WHAT TO WORK ON >> Gather each line of the records where "split" appears.

******************************

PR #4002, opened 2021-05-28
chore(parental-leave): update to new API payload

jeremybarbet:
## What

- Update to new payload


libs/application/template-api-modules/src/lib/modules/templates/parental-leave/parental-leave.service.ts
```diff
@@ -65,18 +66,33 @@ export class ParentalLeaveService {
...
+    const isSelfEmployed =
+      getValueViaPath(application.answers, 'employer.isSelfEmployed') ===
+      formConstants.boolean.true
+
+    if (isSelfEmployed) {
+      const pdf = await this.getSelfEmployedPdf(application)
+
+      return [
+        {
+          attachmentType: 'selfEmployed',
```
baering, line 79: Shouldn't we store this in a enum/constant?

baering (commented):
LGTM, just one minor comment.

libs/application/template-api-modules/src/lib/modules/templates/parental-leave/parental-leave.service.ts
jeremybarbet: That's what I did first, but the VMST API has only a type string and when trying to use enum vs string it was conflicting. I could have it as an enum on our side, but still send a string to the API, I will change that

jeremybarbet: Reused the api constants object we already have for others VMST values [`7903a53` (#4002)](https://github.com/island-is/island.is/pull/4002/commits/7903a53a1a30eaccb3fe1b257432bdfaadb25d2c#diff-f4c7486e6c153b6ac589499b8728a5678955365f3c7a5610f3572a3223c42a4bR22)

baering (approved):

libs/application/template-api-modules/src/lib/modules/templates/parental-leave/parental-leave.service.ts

******************************

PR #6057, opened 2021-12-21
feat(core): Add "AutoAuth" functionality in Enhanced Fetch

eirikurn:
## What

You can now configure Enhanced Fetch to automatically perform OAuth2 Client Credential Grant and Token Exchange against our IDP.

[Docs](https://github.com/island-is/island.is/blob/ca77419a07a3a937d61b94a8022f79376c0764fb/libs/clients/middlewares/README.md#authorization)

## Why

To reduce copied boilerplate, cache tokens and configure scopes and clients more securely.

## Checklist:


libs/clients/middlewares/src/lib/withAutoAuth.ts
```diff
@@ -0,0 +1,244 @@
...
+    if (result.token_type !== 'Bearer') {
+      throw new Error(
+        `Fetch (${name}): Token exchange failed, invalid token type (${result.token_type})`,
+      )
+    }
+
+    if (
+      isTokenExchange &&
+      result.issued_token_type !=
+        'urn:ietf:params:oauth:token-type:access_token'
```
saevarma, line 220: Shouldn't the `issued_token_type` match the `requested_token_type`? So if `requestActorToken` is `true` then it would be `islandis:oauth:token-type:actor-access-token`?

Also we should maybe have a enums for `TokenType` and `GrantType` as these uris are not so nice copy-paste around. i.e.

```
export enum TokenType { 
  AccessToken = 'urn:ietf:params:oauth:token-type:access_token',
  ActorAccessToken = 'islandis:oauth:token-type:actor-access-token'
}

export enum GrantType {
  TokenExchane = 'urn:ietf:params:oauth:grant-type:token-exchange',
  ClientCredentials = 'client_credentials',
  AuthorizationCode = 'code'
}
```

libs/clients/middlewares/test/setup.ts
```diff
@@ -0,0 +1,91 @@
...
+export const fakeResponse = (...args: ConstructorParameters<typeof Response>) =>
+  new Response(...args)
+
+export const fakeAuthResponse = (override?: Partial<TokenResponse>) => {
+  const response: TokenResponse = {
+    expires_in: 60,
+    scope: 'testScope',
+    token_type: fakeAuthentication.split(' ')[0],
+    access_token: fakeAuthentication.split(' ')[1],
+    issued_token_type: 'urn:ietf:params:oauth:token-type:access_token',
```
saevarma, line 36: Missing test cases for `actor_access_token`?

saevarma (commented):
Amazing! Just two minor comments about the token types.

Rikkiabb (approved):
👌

******************************

ANSWER TO THE PROBLEM >>
+    token_type: fakeAuthentication.split(' ')[0],
+    access_token: fakeAuthentication.split(' ')[1],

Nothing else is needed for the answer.